=== Begin Enclosure ===

Issue #6068, opened 2023-03-13
Dapr-specific error codes in APIs


artursouza:
## In what area(s)?

> /area runtime

> /area operator

> /area placement

> /area docs

> /area test-and-release
## Describe the proposal

In addition to the usual status codes for HTTP and gRPC APIs for Dapr, it should also include Dapr-specific error codes. It can quickly be used to identify troubleshooting guides and even (in some cases) trigger recovery code paths in the application.

Examples:
- Error code for eTag mismatch in state store
- Error code for invalid Resiliency policy
- Error code for secret not found

berndverst:
@robertojrojas will you be moving the proposal to a PR in the Dapr org somewhere so we can comment on it there as well? Ideally in the `dapr/proposals` repo?

robertojrojas:
@berndverst I just created a [PR](https://github.com/dapr/proposals/pull/21) with the proposal.

cicoyle:
Pubsub api error standardization PR is open 👍🏻

mukundansundar:
moved overarching tracking issue to 1.14 and added merged PRs into 1.13.

PR #7257, opened 2023-11-29
Richer error codes model

elena-kolevska:
# Description

This PR is based on the proposal for standardising Dapr error codes: https://github.com/dapr/proposals/blob/main/0009-BCIRS-error-handling-codes.md

It has a dependency on https://github.com/dapr/kit/pull/77

## Issue reference

https://github.com/dapr/dapr/issues/6068

## Checklist

* [X] Code compiles correctly
* [X] Created/updated tests
* [X] Unit tests passing
* [x] Extend reference documentation https://github.com/dapr/docs/issues/3907
* [X] Extended the documentation for go-sdk: https://github.com/dapr/go-sdk/pull/482
* [X] Created an issue for improving DevEx for error handling in the python-sdk repo: https://github.com/dapr/python-sdk/issues/649


pkg/apis/errors/errors.go
ItalyPaleAle, line 1: Note that pkg/apis is for the K8s APIs (like, CRDs) only (i know, not the best naming)...

elena-kolevska: I'm sorry, this was supposed to be `api`. I'll fix it.

tests/integration/framework/framework.go
```diff
@@ -20,6 +20,8 @@ import (
 	"github.com/dapr/dapr/tests/integration/framework/process"
 )
 
+var Domain = "dapr.io"
```
cicoyle, line 23: I have this exported in kit as `Domain`, you can use kitErrors.Domain

elena-kolevska: For integration tests I kind of prefer having the expected values on the test side, so we can catch if something changes in the code and prevent possible breaking changes to clients. This is especially true for error codes, but I think it applies to ErrorInfo details too.

Makefile
```diff
@@ -373,8 +373,8 @@ test-integration: test-deps
 ################################################################################
 # Target: lint                                                                 #
 ################################################################################
-# Please use golangci-lint version v1.51.2 , otherwise you might encounter errors.
-# You can download version v1.51.2 at https://github.com/golangci/golangci-lint/releases/tag/v1.51.2
+# Please use golangci-lint version v1.55.2 , otherwise you might encounter errors.
+# You can download version v1.55.2 at https://github.com/golangci/golangci-lint/releases/tag/v1.51.2
```
JoshVanL, line 377: Revert

dapr/proto/components/v1/state.proto
```diff
@@ -286,4 +286,24 @@ message BulkSetRequest {
...
+// MultiMaxSizeRequest is the request for MultiMaxSize. It is empty because
+// there are no parameters.
+message MultiMaxSizeRequest {}
+
+// MultiMaxSizeResponse is the response for MultiMaxSize.
+message MultiMaxSizeResponse {
+  // The maximum number of operations that can be performed in a single
+  // transaction.
+  int64 max_size = 1;
+}
```
JoshVanL, line 309: This has been added for support in the gRPC pluggable state store.

docs/development/developing-dapr.md
```diff
@@ -63,7 +63,7 @@ This command will:
 - format, test and lint all the code 
 - check if you forgot to `git commit` something
 
-Note: To run linter locally, please use golangci-lint version v1.51.2, otherwise you might encounter errors. You can download version v1.55.2 [here](https://github.com/golangci/golangci-lint/releases/tag/v1.55.2).
+Note: To run linter locally, please use golangci-lint version v1.55.2, otherwise you might encounter errors. You can download version v1.55.2 [here](https://github.com/golangci/golangci-lint/releases/tag/v1.55.2).
```
JoshVanL, line 66: Revert

pkg/api/errors/state.go
```diff
@@ -0,0 +1,108 @@
...
+package errors
+
+import (
+	"fmt"
+	"net/http"
+	"strconv"
+
+	grpcCodes "google.golang.org/grpc/codes"
+
+	kitErrors "github.com/dapr/kit/errors"
```
JoshVanL, line 23: We only use import aliases if there is a package import name conflict. We also don't use camel casing in package names- if we really needed an alias for `kit/errors`, we would use the alias `kiterrors`.

```suggestion
	"google.golang.org/grpc/codes"

	"github.com/dapr/kit/errors"
```

pkg/api/errors/state.go
```diff
@@ -0,0 +1,108 @@
...
+)
+
+func StateStoreNotConfigured() *kitErrors.Error {
```
JoshVanL: We should return the built in `error` type here.

```suggestion
func StateStoreNotConfigured() error {
```

pkg/grpc/api.go
```diff
@@ -24,6 +24,8 @@ import (
 	"sync/atomic"
 	"time"
 
+	apierrors "github.com/dapr/dapr/pkg/api/errors"
+
```
JoshVanL, line 28: Move import to `dapr` block below.

pkg/api/errors/state.go
```diff
@@ -0,0 +1,108 @@
...
+		http.StatusInternalServerError,
+		"state store does not support querying",
+		"ERR_STATE_STORE_NOT_SUPPORTED",
+	).
+		WithErrorInfo(kitErrors.CodePrefixStateStore+"QUERYING_"+kitErrors.CodeNotSupported, nil).
+		WithResourceInfo("state", storeName, "", "")
+}
+
+func StateStoreQueryFailed(storeName string, detail string) *kitErrors.Error {
+	// TODO: @elena-kolevska #change-in-next-major: The http and grpc codes are wrong, but they're legacy.
```
JoshVanL, line 105: What is wrong about the codes? We also probably will never have a new `major` version of Dapr so it will likely be this way forever :smile:

pkg/components/state/pluggable.go
```diff
@@ -321,6 +321,17 @@ func (ss *grpcStateStore) Multi(ctx context.Context, request *state.Transactiona
 	return err
 }
 
+// MultiMaxSize returns the maximum number of operations allowed in a transactional request.
+func (ss *grpcStateStore) MultiMaxSize() int {
+	ctx, cancel := context.WithCancel(context.Background())
+	defer cancel()
```
JoshVanL, line 327: Can we please have at least a timeout here? 5 seconds would be more then enough.

pkg/grpc/universalapi/api_state_query.go
```diff
@@ -18,30 +18,31 @@ import (
 	"encoding/json"
 	"time"
 
+	"github.com/dapr/dapr/pkg/api/errors"
```
JoshVanL, line 21: Move to block below.

pkg/http/api.go
```diff
@@ -25,6 +25,8 @@ import (
 	"strings"
 	"time"
 
+	apierrors "github.com/dapr/dapr/pkg/api/errors"
```
JoshVanL, line 28: Move to block below.

pkg/http/responses.go
```diff
@@ -143,6 +145,13 @@ func respondWithError(w http.ResponseWriter, err error) {
 		return
 	}
 
+	// Check if it's a kiterrors.Error object
+	apiKitErr, ok := err.(*kitErrors.Error)
```
JoshVanL: I think we would ideally have `FromError` as a helper function in `kit/errors`

tests/integration/framework/framework.go
JoshVanL: I agree that this doesn't belong here- at a minimum this should be a `const` and not live in `framework.go` as it is test data. Ideally, we would use `"dapr.io"` string literals in test assertions.

pkg/http/responses_fasthttp.go
```diff
@@ -16,13 +16,42 @@ package http
 import (
 	"net/http"
 
+	kitErrors "github.com/dapr/kit/errors"
+
 	"github.com/valyala/fasthttp"
 
 	"github.com/dapr/dapr/pkg/messages"
```
JoshVanL, line 24:
```suggestion
	"github.com/valyala/fasthttp"
	
	"github.com/dapr/kit/errors"
	"github.com/dapr/dapr/pkg/messages"
```

tests/integration/framework/process/statestore/inmemory/inmemory.go
```diff
@@ -0,0 +1,138 @@
...
+	return nil, nil
+}
+
+func (w *WrappedTransactionalMultiMaxSize) MultiMaxSize() int {
+	w.lock.Lock()
+	defer w.lock.Unlock()
+	if w.transactionalStoreMultiMaxSizeFn != nil {
+		return w.transactionalStoreMultiMaxSizeFn()
+	}
+	return 10000000
```
JoshVanL, line 123: Should we make this `-1` instead?

tests/integration/framework/process/statestore/statestore.go
```diff
@@ -54,8 +54,6 @@ func New(t *testing.T, fopts ...Option) *StateStore {
 	socketFile := util.RandomString(t, 8)
 
 	require.NotNil(t, opts.statestore)
-	_, ok := opts.statestore.(state.TransactionalStore)
-	require.True(t, ok, "statestore must implement state.TransactionalStore")
```
JoshVanL, line 57: Should we add require checks here which tests that `opts.statestore` implement the relevant interfaces if `opts.queryFunc` or `opts.transactionalStoreMultiMaxSizeFn` are not nil?

tests/integration/suite/daprd/state/grpc/errors.go
```diff
@@ -0,0 +1,483 @@
...
+	"google.golang.org/grpc"
+	"google.golang.org/grpc/credentials/insecure"
+
+	apierrors "github.com/dapr/dapr/pkg/api/errors"
+
+	"google.golang.org/genproto/googleapis/rpc/errdetails"
+	grpcCodes "google.golang.org/grpc/codes"
+
+	"github.com/dapr/components-contrib/state"
+	commonv1 "github.com/dapr/dapr/pkg/proto/common/v1"
```
JoshVanL, line 37:
```suggestion
	"testing"

	"golang.org/x/net/nettest"
	"google.golang.org/grpc/status"
	"github.com/stretchr/testify/require"
	"google.golang.org/grpc"
	"google.golang.org/grpc/credentials/insecure"
	"google.golang.org/genproto/googleapis/rpc/errdetails"
	grpcCodes "google.golang.org/grpc/codes"
	
	apierrors "github.com/dapr/dapr/pkg/api/errors"
	"github.com/dapr/components-contrib/state"
	commonv1 "github.com/dapr/dapr/pkg/proto/common/v1"
```

tests/integration/suite/daprd/state/grpc/errors.go
```diff
@@ -0,0 +1,483 @@
...
+		require.Nil(t, errInfo.GetMetadata())
+
+		require.NotNil(t, resInfo, "ResourceInfo should be present")
+		require.Equal(t, "state", resInfo.GetResourceType())
+		require.Equal(t, stateStoreName, resInfo.GetResourceName())
+		require.Empty(t, resInfo.GetOwner())
+		require.Empty(t, resInfo.GetDescription())
+	})
+
+	// TODO: test for NewErrStateStoreTransactionsNotSupported
```
JoshVanL, line 360: Stil TODO?

tests/integration/suite/daprd/state/http/errors.go
```diff
@@ -0,0 +1,623 @@
...
+	"path/filepath"
+	"strings"
+	"testing"
+
+	apierrors "github.com/dapr/dapr/pkg/api/errors"
+
+	"github.com/stretchr/testify/require"
+	"golang.org/x/net/nettest"
+
+	"github.com/dapr/components-contrib/state"
```
JoshVanL, line 32:
```suggestion
	"github.com/stretchr/testify/require"
	"golang.org/x/net/nettest"

	apierrors "github.com/dapr/dapr/pkg/api/errors"
	"github.com/dapr/components-contrib/state"
```

tests/integration/suite/daprd/state/http/errors.go
```diff
@@ -0,0 +1,623 @@
...
+
+	return []framework.Option{
+		framework.WithProcesses(storeWithNoTransactional, storeWithQuerier, storeWithMultiMaxSize, e.daprd),
+	}
+}
+
+func (e *errors) Run(t *testing.T, ctx context.Context) {
+	e.daprd.WaitUntilRunning(t, ctx)
+
+	// postURL := fmt.Sprintf("http://localhost:%d/v1.0/state/mystore", b.daprd.HTTPPort())
```
JoshVanL, line 146:
```suggestion
```

JoshVanL (changes requested):

Makefile
elena-kolevska: Should I send a separate PR for this?

pkg/components/state/pluggable.go
```diff
@@ -321,6 +322,18 @@ func (ss *grpcStateStore) Multi(ctx context.Context, request *state.Transactiona
 	return err
 }
 
+// MultiMaxSize returns the maximum number of operations allowed in a transactional request.
+func (ss *grpcStateStore) MultiMaxSize() int {
+	ctx, cancel := context.WithTimeout(context.Background(), 5*time.Second)
```
ItalyPaleAle, line 327: Value should be cached, as it should be a constant

pkg/http/api.go
```diff
@@ -1920,17 +1917,17 @@ func (a *api) onPostStateTransaction(reqCtx *fasthttp.RequestCtx) {
...
 		universalFastHTTPErrorResponder(reqCtx, err)
 		return
 	}
 
 	transactionalStore, ok := store.(state.TransactionalStore)
-	if !ok {
-		msg := NewErrorResponse("ERR_STATE_STORE_NOT_SUPPORTED", fmt.Sprintf(messages.ErrStateStoreNotSupported, storeName))
-		fasthttpRespond(reqCtx, fasthttpResponseWithError(nethttp.StatusInternalServerError, msg))
-		log.Debug(msg)
+	if !ok || !state.FeatureTransactional.IsPresent(store.Features()) {
```
ItalyPaleAle, line 1927: A conformance test in components-contrib is in place to ensure that if `TransactionalStore` is implemented, the feature is exposed, and vice-versa.

```suggestion
	if !ok {
```

pkg/components/state/pluggable.go
```diff
@@ -321,6 +322,18 @@ func (ss *grpcStateStore) Multi(ctx context.Context, request *state.Transactiona
...
+	defer cancel()
+
+	resp, err := ss.Client.MultiMaxSize(ctx, new(proto.MultiMaxSizeRequest))
+	if err != nil {
```
ItalyPaleAle, line 331: Should handle errors depending on the error.

If the error is `Unimplemented`, then -1 is a valid answer. Otherwise, should probably return an error

pkg/components/state/pluggable.go
```diff
@@ -321,6 +322,18 @@ func (ss *grpcStateStore) Multi(ctx context.Context, request *state.Transactiona
...
+		return -1
+	}
+	return int(resp.GetMaxSize())
```
ItalyPaleAle, line 334: Needs overflow check on 32-bit systems

ItalyPaleAle (changes requested):

pkg/http/api.go
elena-kolevska: We needed this here because when we're using a pluggable component, the interface check will always be satisfied.

pkg/components/state/pluggable.go
elena-kolevska: This would happen if the pluggable component runs on a 64-bit machine and dapr/dapr on a 32-bit one. It's probably never going to happen in reality, or at least I don't know of any databases that have a limitation of a few billion transactions, but it's always nice to be precise. 
So how should we handle this? Should we limit it to `math.MaxInt32`?

pkg/components/state/pluggable.go
elena-kolevska: We need to satisfy the MultiMaxSize interface though, which doesn't return an error.

pkg/components/state/pluggable.go
ItalyPaleAle: Correct, it is unlikely but still _possible_

I think a simple way would be to check if it's higher than math.MaxInt32, then return an error?

pkg/components/state/pluggable.go
ItalyPaleAle: Ok how about:

- If error is `Unimplemented`, return -1
- If there's another error, log it as a warning

elena-kolevska: And what do we return if there is another error? Still a -1?

pkg/components/state/pluggable.go
elena-kolevska: So that's the thing, it's the same issue as above; we're bound by the interface and can't return am error. So maybe just log it, as you suggested above, and return math.MaxInt32?

tests/integration/framework/process/statestore/statestore.go
elena-kolevska: `opts.queryFunc` and `opts.transactionalStoreMultiMaxSizeFn` would only have been set if `opts.statestore` was created through the `NewQuerier` and `NewTransactionalMultiMaxSize` factories. These factories return `WrappedQuerier` and `WrappedTransactionalMultiMaxSize` respectively, which implement default/dummy `Query` and `MultiMaxSize` methods, so a check can be possibly seen as redundant.

pkg/api/errors/state.go
```diff
@@ -0,0 +1,114 @@
...
+package errors
+
+import (
+	"fmt"
+	"net/http"
+	"strconv"
+
+	"google.golang.org/grpc/codes"
+
+	"github.com/dapr/kit/errors"
```
cicoyle, line 23: for consistency, maybe consider making all the kit errors imports be `kitErrors`. I went with this approach in my draft PR. that way there are 2 distinct names that are also standard and easily identifiable: `kitErrors` and `apiErrors`
```suggestion
	kitErrors "github.com/dapr/kit/errors"
```

pkg/components/state/pluggable.go
elena-kolevska: Done

pkg/components/state/pluggable.go
elena-kolevska: Ok, added a log for any error, but we continue to return -1

elena-kolevska: @ItalyPaleAle  Can we consider this resolved? :)

pkg/components/state/pluggable.go
```diff
@@ -321,6 +331,46 @@ func (ss *grpcStateStore) Multi(ctx context.Context, request *state.Transactiona
...
+	if err != nil {
+		log.Error("failed to get multi max size from state store", err)
+		ss.multiMaxSize = ptr.Of(-1)
+		return *ss.multiMaxSize
+	}
+
+	// If the pluggable component is on a 64bit system and the dapr runtime is on a 32bit system,
+	// the response will be larger than the maximum int32 value.
+	// In this case, we set the max size to the maximum possible value for a 32bit system.
+	is32bitSystem := unsafe.Sizeof(int(0)) == 4
```
daixiang0, line 363: Do we need this temp value?

elena-kolevska: Considering this is a local variable that's allocated on the stack, I think the extra readability is worth it, because it's making the code base more accessible to contributors from all levels. Happy to change it if that's not something that's very relevant at this point though.

pkg/http/responses_fasthttp.go
```diff
@@ -78,6 +80,14 @@ func universalFastHTTPErrorResponder(reqCtx *fasthttp.RequestCtx, err error) {
 		return
 	}
 
+	// Check if it's a kitErrors.Error object
+	var kitErr kiterrors.Error
+	ok = errors.As(err, &kitErr)
```
cicoyle, line 85:
```suggestion
	standardizedErr, ok := kitErrors.FromError(err)
```

I think we can use the `FromError()` here and then pass `standardizedErr` to the `fasthttpRespond`

elena-kolevska: Ah, thanks! I knew there were more places where we were doing this, but couldn't find it. Fixed.

elena-kolevska:
@ItalyPaleAle  @JoshVanL Do you feel like this is ready to be merged?

JoshVanL:
Hi @elena-kolevska, I'll take another look later today or tomorrow

pkg/api/errors/README.md
```diff
@@ -0,0 +1,56 @@
...
+- **Dynamically Constructed Errors**: These errors are created on the fly within the code, typically to handle specific situations or errors that are not covered by the predefined set.
+    
+As we move predefined errors to the rich error model and a new location (`pkg/api/errors`), the first step in updating to the new error model is to familiarize yourself with the existing error handling patterns, both predefined and dynamically constructed. This understanding will be crucial when replacing them with the richer error model aligned with gRPC standards.
+
+#### Step 2: Adding New Errors
+
+1. **Check for existing errors**: Before creating a new error, check if a relevant error file exists in `/pkg/api/errors/`.
+2. **Create a new error file**: If no relevant file exists, create a new file following the pattern `<building block>.go`.
```
cicoyle, line 22: nit:
```suggestion
2. **Create a new error file**: If no relevant file exists, create a new file following the pattern `<building-block>.go`.
```

pkg/api/errors/messages.go
```diff
@@ -0,0 +1,19 @@
...
+WITHOUT WARRANTIES OR CONDITIONS OF ANY KIND, either express or implied.
+See the License for the specific language governing permissions and
+limitations under the License.
+*/
+
+package errors
+
+const (
+	// StateTransaction
+	MsgStateTransactionsNotSupported = "state store %s doesn't support transaction"
```
cicoyle, line 18: This might make more sense to live in the `api/errors/state.go`? I doubt this will be reused by other building blocks, so I don't think it should live in it's own generic file.

pkg/api/errors/state.go
```diff
@@ -0,0 +1,114 @@
...
+		Build()
+}
+
+/**** Transactions ****/
+
+func StateStoreTransactionsNotSupported(storeName string) error {
+	return kiterrors.NewBuilder(
+		codes.Unimplemented,
+		http.StatusInternalServerError,
+		fmt.Sprintf(MsgStateTransactionsNotSupported, storeName),
```
cicoyle, line 66: Actually, I think this const should just live here in this func since it's only used once as far as my ctrl-f can find

cicoyle (dismissed):
I left a comment, otherwise looks great!

JoshVanL (changes requested):

JoshVanL (dismissed):

pkg/api/errors/state.go
```diff
@@ -0,0 +1,114 @@
...
+		Build()
+}
+
+/**** Transactions ****/
+
+func StateStoreTransactionsNotSupported(storeName string) error {
+	return kiterrors.NewBuilder(
+		codes.Unimplemented,
+		http.StatusInternalServerError,
+		fmt.Sprintf("state store %s doesn't support transaction", storeName),
```
ItalyPaleAle, line 66: Nit:

```suggestion
		fmt.Sprintf("state store %s doesn't support transactions", storeName),
```

pkg/api/errors/state.go
```diff
@@ -0,0 +1,114 @@
...
+		WithErrorInfo(kiterrors.CodePrefixStateStore+"QUERYING_"+kiterrors.CodeNotSupported, nil).
+		WithResourceInfo("state", storeName, "", "").
+		Build()
+}
+
+func StateStoreQueryFailed(storeName string, detail string) error {
+	return kiterrors.NewBuilder(
+		codes.Internal,
+		http.StatusInternalServerError,
+		fmt.Sprintf("state store %s query failed: %s", storeName, detail),
```
ItalyPaleAle, line 108: Do we need the name of the state store? It should be in the resource info so probably redundant here.
```suggestion
		fmt.Sprintf("query failed: %s", storeName, detail),
```

pkg/components/state/pluggable.go
```diff
@@ -321,6 +330,46 @@ func (ss *grpcStateStore) Multi(ctx context.Context, request *state.Transactiona
...
+
+	if multiMaxSize != nil {
+		return *multiMaxSize
+	}
+
+	// In a worst case scenario, two or more callers may get to this point,
+	// meaning that we unnecessarily call MultiMaxSize multiple ties,
+	// however this is functionally not a problem and the cost is minimal.
+	ss.lock.Lock()
+	defer ss.lock.Unlock()
```
ItalyPaleAle, line 347: The fix to this "problem" is pretty simple, just check if multiMaxSize is non-nil after acquiring the write lock

```suggestion
	ss.lock.Lock()
	defer ss.lock.Unlock()

	// Check the cached value again in case another goroutine set it
    if multiMaxSize != nil {
		return *multiMaxSize
	}
```

pkg/components/state/pluggable.go
```diff
@@ -321,6 +330,46 @@ func (ss *grpcStateStore) Multi(ctx context.Context, request *state.Transactiona
...
+
+	resp, err := ss.Client.MultiMaxSize(ctx, new(proto.MultiMaxSizeRequest))
+	if err != nil {
+		log.Error("failed to get multi max size from state store", err)
+		ss.multiMaxSize = ptr.Of(-1)
+		return *ss.multiMaxSize
+	}
+
+	// If the pluggable component is on a 64bit system and the dapr runtime is on a 32bit system,
+	// the response will be larger than the maximum int32 value.
```
ItalyPaleAle, line 360: Nit:
```suggestion
	// the response could be larger than the maximum int32 value.
```

ItalyPaleAle (changes requested):
A few more small comments but otherwise LGTM

pkg/api/errors/state.go
elena-kolevska: That makes sense. Personally, I prefer the redundancy here though, because existing applications that haven't implemented the new error handling will still get meaningful error messages.

elena-kolevska:
> A few more small comments but otherwise LGTM

Thanks @ItalyPaleAle 🙏  Addressed.

ItalyPaleAle (approved):

artursouza (approved):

=== End Enclosure ===

For every line in the material above, note whether the word "documentation" appears, then state the number of lines where it does and nothing else.

* Reply to the exercise
2